Your objective:
Your task is to repeat the entries exactly from their first line through the line with "https://github.com/libsemigroups/libsemigroups/pull/1031", and to stop there.

START Records provided

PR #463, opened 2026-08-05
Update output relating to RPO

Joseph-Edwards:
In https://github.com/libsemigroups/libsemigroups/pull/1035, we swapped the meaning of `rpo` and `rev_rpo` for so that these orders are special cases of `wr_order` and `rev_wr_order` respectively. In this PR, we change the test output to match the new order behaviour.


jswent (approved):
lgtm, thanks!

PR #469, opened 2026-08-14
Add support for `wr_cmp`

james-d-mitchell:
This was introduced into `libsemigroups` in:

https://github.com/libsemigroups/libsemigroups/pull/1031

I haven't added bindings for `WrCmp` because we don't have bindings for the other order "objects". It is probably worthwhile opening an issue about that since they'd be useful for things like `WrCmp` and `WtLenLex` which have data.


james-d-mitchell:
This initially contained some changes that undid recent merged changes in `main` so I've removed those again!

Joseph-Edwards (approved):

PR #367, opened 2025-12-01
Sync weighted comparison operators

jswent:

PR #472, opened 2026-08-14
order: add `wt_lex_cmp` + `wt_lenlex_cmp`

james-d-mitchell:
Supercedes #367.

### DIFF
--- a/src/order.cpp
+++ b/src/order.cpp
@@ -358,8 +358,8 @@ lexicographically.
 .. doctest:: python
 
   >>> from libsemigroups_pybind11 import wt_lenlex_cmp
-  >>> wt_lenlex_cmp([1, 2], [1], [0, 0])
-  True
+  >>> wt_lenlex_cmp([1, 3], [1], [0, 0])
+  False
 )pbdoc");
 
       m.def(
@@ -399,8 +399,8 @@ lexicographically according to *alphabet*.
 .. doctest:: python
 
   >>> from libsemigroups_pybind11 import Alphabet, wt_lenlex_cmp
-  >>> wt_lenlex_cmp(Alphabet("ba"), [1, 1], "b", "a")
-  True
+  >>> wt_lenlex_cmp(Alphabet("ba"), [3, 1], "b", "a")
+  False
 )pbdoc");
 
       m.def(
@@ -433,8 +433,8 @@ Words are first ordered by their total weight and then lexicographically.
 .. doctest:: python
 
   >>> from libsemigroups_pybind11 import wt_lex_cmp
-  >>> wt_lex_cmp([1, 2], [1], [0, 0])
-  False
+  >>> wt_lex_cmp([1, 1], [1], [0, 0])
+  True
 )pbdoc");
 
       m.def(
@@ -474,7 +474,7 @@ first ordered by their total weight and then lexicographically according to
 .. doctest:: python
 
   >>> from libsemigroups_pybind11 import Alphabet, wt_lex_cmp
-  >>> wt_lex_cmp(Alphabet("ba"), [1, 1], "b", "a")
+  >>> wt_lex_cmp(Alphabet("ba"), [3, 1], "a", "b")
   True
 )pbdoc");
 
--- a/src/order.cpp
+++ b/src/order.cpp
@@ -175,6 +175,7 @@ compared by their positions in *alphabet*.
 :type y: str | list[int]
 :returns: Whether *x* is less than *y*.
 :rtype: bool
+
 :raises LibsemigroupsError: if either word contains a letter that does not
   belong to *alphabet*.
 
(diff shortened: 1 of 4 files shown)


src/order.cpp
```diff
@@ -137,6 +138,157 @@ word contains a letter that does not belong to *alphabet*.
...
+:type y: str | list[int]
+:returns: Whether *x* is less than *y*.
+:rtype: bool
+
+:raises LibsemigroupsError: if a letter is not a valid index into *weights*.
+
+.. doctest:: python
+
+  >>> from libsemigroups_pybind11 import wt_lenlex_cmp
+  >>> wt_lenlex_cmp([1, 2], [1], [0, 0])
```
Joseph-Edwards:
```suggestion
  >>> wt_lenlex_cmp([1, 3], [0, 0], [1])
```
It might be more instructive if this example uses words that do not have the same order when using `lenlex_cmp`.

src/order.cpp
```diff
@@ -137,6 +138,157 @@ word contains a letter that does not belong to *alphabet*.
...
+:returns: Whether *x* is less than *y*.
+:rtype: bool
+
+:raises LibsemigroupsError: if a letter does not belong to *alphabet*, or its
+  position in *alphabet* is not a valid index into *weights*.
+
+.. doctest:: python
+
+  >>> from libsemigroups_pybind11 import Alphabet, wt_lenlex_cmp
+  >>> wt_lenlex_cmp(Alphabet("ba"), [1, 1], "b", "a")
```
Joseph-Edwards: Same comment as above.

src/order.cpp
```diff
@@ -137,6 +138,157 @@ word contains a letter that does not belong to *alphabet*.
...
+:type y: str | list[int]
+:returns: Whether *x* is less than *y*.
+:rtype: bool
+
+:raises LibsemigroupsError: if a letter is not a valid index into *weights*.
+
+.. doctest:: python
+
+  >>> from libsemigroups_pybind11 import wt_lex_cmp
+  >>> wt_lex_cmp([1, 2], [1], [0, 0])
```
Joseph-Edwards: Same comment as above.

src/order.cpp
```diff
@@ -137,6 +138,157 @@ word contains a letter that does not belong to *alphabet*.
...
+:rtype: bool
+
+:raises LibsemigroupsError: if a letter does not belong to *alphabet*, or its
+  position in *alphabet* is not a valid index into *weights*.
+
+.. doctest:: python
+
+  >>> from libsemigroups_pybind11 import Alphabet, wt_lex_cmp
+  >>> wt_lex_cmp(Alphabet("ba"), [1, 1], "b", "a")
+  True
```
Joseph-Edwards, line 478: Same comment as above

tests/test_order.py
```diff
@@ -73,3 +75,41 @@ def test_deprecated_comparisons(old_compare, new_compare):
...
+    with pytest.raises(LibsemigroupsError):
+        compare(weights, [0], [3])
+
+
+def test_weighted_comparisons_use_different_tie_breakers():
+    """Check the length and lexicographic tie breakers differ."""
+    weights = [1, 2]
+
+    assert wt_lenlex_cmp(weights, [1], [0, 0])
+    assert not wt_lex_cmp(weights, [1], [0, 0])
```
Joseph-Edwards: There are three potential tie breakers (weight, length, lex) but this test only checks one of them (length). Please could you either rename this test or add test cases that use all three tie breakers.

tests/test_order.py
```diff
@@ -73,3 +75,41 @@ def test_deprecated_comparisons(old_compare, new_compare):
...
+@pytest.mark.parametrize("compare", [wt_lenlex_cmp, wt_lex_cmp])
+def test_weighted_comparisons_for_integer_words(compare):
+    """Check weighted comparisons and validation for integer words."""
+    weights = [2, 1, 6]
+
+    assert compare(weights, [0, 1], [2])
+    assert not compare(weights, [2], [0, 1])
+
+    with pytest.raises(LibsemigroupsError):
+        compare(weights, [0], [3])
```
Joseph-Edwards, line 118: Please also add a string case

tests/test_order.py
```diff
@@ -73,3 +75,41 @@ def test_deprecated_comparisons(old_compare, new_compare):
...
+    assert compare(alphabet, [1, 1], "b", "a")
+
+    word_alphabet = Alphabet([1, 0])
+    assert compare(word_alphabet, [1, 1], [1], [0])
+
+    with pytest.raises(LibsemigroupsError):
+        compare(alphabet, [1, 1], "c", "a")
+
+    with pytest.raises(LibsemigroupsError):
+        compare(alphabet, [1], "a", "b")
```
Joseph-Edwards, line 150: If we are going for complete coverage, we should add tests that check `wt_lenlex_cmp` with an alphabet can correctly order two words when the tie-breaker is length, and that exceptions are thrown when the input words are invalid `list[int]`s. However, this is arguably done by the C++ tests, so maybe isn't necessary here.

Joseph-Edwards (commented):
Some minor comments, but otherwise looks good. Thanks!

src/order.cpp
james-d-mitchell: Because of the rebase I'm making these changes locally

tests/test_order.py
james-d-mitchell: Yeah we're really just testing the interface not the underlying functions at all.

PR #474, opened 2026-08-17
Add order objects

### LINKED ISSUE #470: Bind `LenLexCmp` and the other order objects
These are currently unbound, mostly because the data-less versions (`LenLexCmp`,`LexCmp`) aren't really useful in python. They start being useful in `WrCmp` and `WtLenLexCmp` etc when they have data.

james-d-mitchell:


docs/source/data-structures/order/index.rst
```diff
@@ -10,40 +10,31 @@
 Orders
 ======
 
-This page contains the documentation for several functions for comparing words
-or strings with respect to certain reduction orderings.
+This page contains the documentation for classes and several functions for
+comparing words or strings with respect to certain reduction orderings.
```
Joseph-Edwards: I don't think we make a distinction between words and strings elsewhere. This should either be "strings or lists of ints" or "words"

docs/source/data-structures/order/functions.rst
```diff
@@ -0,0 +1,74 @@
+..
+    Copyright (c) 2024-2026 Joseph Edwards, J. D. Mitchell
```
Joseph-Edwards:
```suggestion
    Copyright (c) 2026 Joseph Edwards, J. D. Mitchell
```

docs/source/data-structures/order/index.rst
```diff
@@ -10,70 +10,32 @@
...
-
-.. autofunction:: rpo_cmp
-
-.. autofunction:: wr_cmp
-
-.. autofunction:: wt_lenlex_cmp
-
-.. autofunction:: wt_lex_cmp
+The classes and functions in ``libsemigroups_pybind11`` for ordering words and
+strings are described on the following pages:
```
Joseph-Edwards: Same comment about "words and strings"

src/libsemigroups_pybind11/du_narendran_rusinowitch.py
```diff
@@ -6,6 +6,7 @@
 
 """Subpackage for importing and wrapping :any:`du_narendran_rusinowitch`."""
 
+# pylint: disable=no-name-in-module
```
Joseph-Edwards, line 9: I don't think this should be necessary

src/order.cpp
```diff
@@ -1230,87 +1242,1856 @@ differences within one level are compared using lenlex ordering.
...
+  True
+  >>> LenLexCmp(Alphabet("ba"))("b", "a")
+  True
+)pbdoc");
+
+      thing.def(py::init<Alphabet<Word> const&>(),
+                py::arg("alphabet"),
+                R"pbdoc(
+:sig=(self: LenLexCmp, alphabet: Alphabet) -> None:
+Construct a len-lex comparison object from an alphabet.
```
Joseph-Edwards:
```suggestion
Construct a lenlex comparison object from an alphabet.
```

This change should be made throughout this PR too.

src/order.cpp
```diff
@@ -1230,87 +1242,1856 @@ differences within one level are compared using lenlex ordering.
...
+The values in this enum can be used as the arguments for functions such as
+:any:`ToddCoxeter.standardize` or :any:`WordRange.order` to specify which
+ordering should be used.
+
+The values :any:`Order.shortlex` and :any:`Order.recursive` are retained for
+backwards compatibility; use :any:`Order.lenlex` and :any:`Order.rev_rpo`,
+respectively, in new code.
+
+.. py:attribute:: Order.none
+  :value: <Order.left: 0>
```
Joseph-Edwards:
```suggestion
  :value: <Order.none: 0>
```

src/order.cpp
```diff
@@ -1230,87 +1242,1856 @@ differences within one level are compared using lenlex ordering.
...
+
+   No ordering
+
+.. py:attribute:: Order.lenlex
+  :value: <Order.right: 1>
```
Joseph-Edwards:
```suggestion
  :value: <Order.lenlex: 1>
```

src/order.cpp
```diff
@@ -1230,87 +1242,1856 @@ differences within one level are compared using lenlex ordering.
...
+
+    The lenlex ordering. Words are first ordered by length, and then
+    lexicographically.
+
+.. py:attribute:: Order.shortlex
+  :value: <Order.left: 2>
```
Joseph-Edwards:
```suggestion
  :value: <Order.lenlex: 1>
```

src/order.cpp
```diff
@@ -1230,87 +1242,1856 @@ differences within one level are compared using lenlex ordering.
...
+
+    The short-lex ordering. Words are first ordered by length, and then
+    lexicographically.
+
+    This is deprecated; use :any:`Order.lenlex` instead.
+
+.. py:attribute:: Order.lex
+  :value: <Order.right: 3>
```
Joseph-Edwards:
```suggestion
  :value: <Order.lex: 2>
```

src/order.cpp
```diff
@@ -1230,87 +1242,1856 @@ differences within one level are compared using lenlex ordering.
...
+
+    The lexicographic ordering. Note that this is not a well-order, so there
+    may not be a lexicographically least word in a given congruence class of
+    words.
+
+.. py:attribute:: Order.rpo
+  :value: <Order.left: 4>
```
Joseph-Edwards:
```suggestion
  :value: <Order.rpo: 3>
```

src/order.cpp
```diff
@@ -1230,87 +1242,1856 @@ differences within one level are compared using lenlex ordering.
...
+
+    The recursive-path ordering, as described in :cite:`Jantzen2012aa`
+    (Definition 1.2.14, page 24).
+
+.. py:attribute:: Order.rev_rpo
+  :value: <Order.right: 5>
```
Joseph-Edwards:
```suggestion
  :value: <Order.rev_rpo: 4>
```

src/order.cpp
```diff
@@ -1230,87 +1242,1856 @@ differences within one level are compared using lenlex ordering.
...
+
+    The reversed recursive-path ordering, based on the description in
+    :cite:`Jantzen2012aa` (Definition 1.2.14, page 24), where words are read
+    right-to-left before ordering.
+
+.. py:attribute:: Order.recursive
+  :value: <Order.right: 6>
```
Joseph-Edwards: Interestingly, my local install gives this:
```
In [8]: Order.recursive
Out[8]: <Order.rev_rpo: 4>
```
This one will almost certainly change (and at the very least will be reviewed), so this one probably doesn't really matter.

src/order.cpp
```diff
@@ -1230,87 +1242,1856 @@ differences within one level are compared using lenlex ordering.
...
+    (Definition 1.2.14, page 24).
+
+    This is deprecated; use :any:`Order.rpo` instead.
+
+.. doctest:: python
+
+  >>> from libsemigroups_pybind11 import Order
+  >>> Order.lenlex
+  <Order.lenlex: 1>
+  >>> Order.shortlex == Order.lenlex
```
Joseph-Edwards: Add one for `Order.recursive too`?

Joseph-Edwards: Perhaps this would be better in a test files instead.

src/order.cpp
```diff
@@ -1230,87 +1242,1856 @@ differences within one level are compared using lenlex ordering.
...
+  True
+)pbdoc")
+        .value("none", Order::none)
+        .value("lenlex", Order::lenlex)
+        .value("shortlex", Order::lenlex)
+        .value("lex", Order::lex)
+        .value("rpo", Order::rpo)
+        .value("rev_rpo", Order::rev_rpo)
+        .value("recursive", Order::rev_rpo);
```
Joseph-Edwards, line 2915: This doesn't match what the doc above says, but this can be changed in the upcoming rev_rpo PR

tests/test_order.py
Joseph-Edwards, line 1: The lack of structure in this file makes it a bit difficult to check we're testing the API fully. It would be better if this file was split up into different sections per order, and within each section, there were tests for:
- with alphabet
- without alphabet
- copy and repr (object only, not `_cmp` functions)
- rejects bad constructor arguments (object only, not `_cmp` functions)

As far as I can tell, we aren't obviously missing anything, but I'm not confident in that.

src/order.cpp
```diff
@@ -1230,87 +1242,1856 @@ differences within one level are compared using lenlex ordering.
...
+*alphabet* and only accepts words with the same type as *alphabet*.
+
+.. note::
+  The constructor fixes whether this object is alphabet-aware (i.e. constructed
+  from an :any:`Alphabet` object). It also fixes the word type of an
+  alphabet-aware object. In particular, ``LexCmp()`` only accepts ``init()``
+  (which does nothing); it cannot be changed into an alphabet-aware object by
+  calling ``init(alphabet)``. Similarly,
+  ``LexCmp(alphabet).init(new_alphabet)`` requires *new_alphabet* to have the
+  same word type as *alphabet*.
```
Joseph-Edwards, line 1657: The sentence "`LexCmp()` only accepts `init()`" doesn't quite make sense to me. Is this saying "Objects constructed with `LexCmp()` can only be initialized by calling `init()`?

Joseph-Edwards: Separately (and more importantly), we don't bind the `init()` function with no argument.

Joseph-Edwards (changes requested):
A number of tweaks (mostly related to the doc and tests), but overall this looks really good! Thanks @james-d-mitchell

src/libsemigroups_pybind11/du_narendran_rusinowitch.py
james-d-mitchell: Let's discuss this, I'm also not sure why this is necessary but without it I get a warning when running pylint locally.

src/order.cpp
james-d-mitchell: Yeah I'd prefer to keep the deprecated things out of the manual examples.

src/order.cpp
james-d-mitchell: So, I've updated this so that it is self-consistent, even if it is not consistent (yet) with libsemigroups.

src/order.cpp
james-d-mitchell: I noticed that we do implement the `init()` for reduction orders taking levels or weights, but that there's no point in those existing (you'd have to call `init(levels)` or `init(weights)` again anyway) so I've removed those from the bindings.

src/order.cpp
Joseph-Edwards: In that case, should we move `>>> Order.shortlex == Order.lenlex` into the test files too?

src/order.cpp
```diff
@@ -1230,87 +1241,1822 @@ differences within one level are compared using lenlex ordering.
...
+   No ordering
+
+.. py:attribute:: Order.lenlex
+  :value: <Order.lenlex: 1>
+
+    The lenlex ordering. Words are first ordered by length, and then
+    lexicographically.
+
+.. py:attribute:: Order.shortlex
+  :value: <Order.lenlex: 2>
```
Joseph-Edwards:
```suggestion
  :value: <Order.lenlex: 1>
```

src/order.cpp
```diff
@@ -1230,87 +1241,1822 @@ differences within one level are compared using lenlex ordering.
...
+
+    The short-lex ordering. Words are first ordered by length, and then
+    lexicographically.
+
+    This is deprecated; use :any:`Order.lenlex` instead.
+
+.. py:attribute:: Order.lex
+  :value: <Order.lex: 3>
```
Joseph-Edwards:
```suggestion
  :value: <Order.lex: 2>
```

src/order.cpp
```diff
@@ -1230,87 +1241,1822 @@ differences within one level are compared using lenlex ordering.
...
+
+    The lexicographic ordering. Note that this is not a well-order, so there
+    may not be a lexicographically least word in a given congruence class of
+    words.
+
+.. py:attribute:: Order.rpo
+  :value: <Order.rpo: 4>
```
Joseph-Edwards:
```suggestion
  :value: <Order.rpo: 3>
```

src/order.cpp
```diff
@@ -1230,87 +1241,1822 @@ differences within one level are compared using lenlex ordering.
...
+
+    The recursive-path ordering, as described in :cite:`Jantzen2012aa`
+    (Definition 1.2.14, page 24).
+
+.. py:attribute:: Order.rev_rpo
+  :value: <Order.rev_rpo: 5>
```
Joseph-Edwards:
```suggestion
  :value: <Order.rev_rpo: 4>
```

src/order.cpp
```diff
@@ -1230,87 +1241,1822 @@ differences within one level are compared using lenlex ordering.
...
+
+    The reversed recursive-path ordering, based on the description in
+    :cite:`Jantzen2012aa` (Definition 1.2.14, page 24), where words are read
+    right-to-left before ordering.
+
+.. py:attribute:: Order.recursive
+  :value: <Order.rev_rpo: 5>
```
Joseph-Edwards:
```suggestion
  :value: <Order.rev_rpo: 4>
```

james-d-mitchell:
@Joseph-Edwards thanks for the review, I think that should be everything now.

END Records provided

Response:
PR #463, opened 2026-08-05
Update output relating to RPO

Joseph-Edwards:
In https://github.com/libsemigroups/libsemigroups/pull/1035, we swapped the meaning of `rpo` and `rev_rpo` for so that these orders are special cases of `wr_order` and `rev_wr_order` respectively. In this PR, we change the test output to match the new order behaviour.


jswent (approved):
lgtm, thanks!

PR #469, opened 2026-08-14
Add support for `wr_cmp`

james-d-mitchell:
This was introduced into `libsemigroups` in:

https://github.com/libsemigroups/libsemigroups/pull/1031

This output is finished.